Das Spiel zwischen Röchling Völklingen und Borussia Neunkirchen versprach einen Gastgeber der aufgrund seiner Verletzungsserie aufopferungsvoll kämpfen würde und einen hochmotivierten Gast der mit dem Selbstbewußtsein aus zuletzt drei Siegen entsprechend auftreten konnte. Gespannt durfte man also warten wie beide Trainer ihre Teams einstellen würden. Auf Seiten der Röchling Elf musste man am Ende fast komplett improvisieren, 7 Spieler fehlten darunter Leistungsträger wie Meli, Florsch, Ogrodniczek, Benghebrid oder Matthias Müller. Die Ersatzbank bestand am Ende nur noch aus Leuten die eigentlich in der A-Klasse kicken. Nicht ganz so drastisch aber auch nicht viel besser sollte sich die Situation für Dieter Ferner darstellen. Neben den Langzeitverletzten Cullmann und Bidon musste auch Rechtsverteidiger Forkel und erneut Nabil Dafi passen. Forkels Position musste Arif Karaoglan übernehmen, Dafi wurde durch den zurückgezogenen Stelletta ersetzt und vorne versuchte Ferner mal ein wenig mehr Offensive. So durfte auf der eigentlichen Zehn Matthias Krauß ran dessen Position ganz vorne übernahm Neuzugang Abdullei.
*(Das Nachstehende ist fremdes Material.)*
PR #1252, opened 2021-08-02
ICS07: Add verification method for client update handler

cezarad:
Closes: #XXX

## Description

This is the former PR check_client_and_update_state: 

- implements the ICS07 verification of the client update checkValidityAndUpdateState in https://github.com/cosmos/ibc/tree/master/spec/client/ics-007-tendermint-client
 
- modifications in the tendermint testgen to make test pass with this extra check.

- added timestamp to Anyclient: On one hand in AnyClientState we have the method```expired``` but in AnyHeader we do not have the timestamp so we cannot check in ICS02 if the update is expired. On the other hand the pseudo code of ICS02 talks only about the height. 

TODO! 
- use directly tendermint-rs functions not to duplicate the code: The duplicates are : the function ```is voting_power_in``` and the function that is calls ```total_power_of``` and ```non_absent_vote``` from ics07_tendermint/header.rs 
The return type of ```is voting_power_in``` is a bit simplified but is a modification easily revertible.  
 
______

For contributor use:


adizere:
Update: This is currently blocked on some changes on tm-rs side. The problem is that we’d like to merge this PR without duplicating the code from tendermint-rs. After talking with @thanethomson, the plan is:

1. We use approach of adding `Clone` and other necessary trait bounds so that we can use `VerificationPredicates` as a trait object
2. Thane can do a bit of refactoring of Cezara’s code to remove the duplicate code and clean up the PR. I will help reviewing this.


Many thanks to @thanethomson and @cezarad for shepherding this!

modules/src/ics07_tendermint/client_def.rs
```diff
@@ -25,17 +36,117 @@ impl ClientDef for TendermintClient {
...
+                cs => AnyConsensusState::Tendermint
+            )
+            .ok_or_else(|| Ics02Error::client_args_type_mismatch(ClientType::Tendermint))?;
+
+            if consensus_state != ConsensusState::from(header.clone()) {
+                //freeze the client and return the installed consensus state
+                return Ok((
+                    client_state.with_set_frozen(header.height()),
+                    consensus_state,
+                ));
```
ancazamfir, line 59: We should freeze the client only if the conflicting header verifies. i.e. we need to run the checks/ validity predicates (from the new tendermint-rs verify function) below. If the header in update doesn't verify we should return an error.

modules/src/ics07_tendermint/client_def.rs
```diff
@@ -25,17 +36,117 @@ impl ClientDef for TendermintClient {
...
+            } else {
+                return Ok((client_state, consensus_state));
+            }
+        };
+
+        let latest_consensus_state =
+            match ctx.consensus_state(&client_id, client_state.latest_height) {
```
ancazamfir, line 66: We have to get the consensus state based on the header trusted height which might not be the latest:
```suggestion
        let trusted_consensus_state =
            match ctx.consensus_state(&client_id, header.trusted_height) {
```

modules/src/ics07_tendermint/client_def.rs
```diff
@@ -25,17 +36,117 @@ impl ClientDef for TendermintClient {
...
+                None => {
+                    return Err(Ics02Error::consensus_state_not_found(
+                        client_id.clone(),
+                        client_state.latest_height,
+                    ));
+                }
+            };
+
+        monotonicity_checks(latest_consensus_state, header.clone(), client_state.clone())
+            .map_err(Ics02Error::tendermint_handler_error)?;
```
ancazamfir, line 81: The `monotonicity..` check should also deal with in-the-middle updates where a consensus state with higher height than the header is present. This requires a new ctx api to get the next consensus state, something like this
```suggestion
        let next_higher_consensus_state: Option<ConsensusState> = ctx.next_consensus_state(&client_id, header.height())?;
        monotonicity_checks(trusted_consensus_state, next_higher_consensus_state, header.clone(), client_state.clone())
            .map_err(Ics02Error::tendermint_handler_error)?;
```

modules/src/ics07_tendermint/client_def.rs
```diff
@@ -25,17 +36,117 @@ impl ClientDef for TendermintClient {
...
+                ts => AnyConsensusState::Tendermint
+            )
+            .ok_or_else(|| Ics02Error::client_args_type_mismatch(ClientType::Tendermint))?,
+            None => {
+                return Err(Ics02Error::consensus_state_not_found(
+                    client_id,
+                    header.trusted_height,
+                ))
+            }
+        };
```
ancazamfir, line 103: this can be removed as we should use this above instead of `latest_consensus_state`.

modules/src/ics07_tendermint/client_def.rs
```diff
@@ -25,17 +36,117 @@ impl ClientDef for TendermintClient {
...
+
+        if header.height() == header.trusted_height.increment() {
+            //adjacent
+
+            // check that the header's trusted validator set is
+            // the next_validator_set of the trusted consensus state
+            if Set::hash(&header.validator_set) != trusted_consensus_state.next_validators_hash {
```
ancazamfir, line 110: This check should be done for both adjacent and non-adjacent. And you need the trusted validator instead:
```suggestion
            if Set::hash(&header.trusted_validator_set) != trusted_consensus_state.next_validators_hash {
```
This check should be done in the tendermint light client API.

modules/src/ics07_tendermint/client_def.rs
```diff
@@ -25,17 +36,117 @@ impl ClientDef for TendermintClient {
...
+
+            // check that the validators that sign the commit of the untrusted header
+            // have 2/3 of the voting power of the current validator set.
+            if let Err(e) = voting_power_in(
+                &header.signed_header,
+                &header.validator_set,
+                TrustThresholdFraction::TWO_THIRDS,
+            ) {
+                return Err(Error::insufficient_voting_power(e.to_string()).into());
+            }
```
ancazamfir, line 126: same here, the check should happen for both adjacent and non-adjacent headers. In fact you have this below in the `else` branch.

modules/src/ics07_tendermint/client_def.rs
```diff
@@ -25,17 +36,117 @@ impl ClientDef for TendermintClient {
...
+            // check that the validators that sign the commit of the untrusted header
+            // have 2/3 of the voting power of the current validator set.
+            if let Err(e) = voting_power_in(
+                &header.signed_header,
+                &header.validator_set,
+                TrustThresholdFraction::TWO_THIRDS,
+            ) {
+                return Err(Error::insufficient_voting_power(e.to_string()).into());
+            };
+        }
```
ancazamfir, line 149: All these checks should happen in the `tendermint-rs` light client API. It should also include the following checks:
- trusted header is not expired, i.e. it is within trusting period (note that we cannot provide a full trusted header to the API, just what we can get from the consensus state: height, time and next val hash)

Das Spiel war von Beginn an sehr zerfahren. Völklingen setzte auf Defensive und Zweikämpfe, alles dem Ziel untergeordnet den Spielaufbau der Gäste zu unterbinden. Nach 5 Minuten hatten sie ihr Ziel auch mehr oder weniger erreicht. Borussia ließ sich von dieser Spielweise beeindrucken und passte sich im Laufe der nächsten Minuten an. Spätestens am 16er war Schluß mit lustig, immer wieder bekamen die Offensiven auf die Socken, vorallem Abdullei musste einiges einstecken. Nicht ganz unschuldig daran war auch das Schiedsrichtergespann was nach meinen Geschmack zuviel durchgehen ließ, statt bei Zeiten mal ne gelbe Karte zu zeigen und dem Treiben so Einhalt zu gebieten. Vorallem Sammer Mozain der in der ersten Hälfte in der Verteidigung spielte war ein absoluter Schwachpunkt bei den Hausherren. Er wirkte völlig überfordert und konnte sich eigentlich nur durch Fouls helfen. Bezeichnend für das gestrige Spiel das Borussia daraus so gut wie kein Kapital schlagen konnte. Zwar gab es immer wieder den Versuch von Flankenläufen aber ohne die allerletzte Konsequenz und wenn dann doch mal der Platz da war, reagierte man viel zu hektisch und übereilt. So war es dann auch der Unbeholfenheit von Mozain zu verdanken das es zum Elfmeter kam. Er verlor das Laufduell gegen Abdul Kizmaz, der drohte allein in den Strafraum einzudringen und der Völklinger sah sich nur noch durch ein glasklares Handspiel zu helfen. Pascal Stelletta verzichtete diesmal auf „Coolness“ und haute den Ball kompromisslos in die Maschen.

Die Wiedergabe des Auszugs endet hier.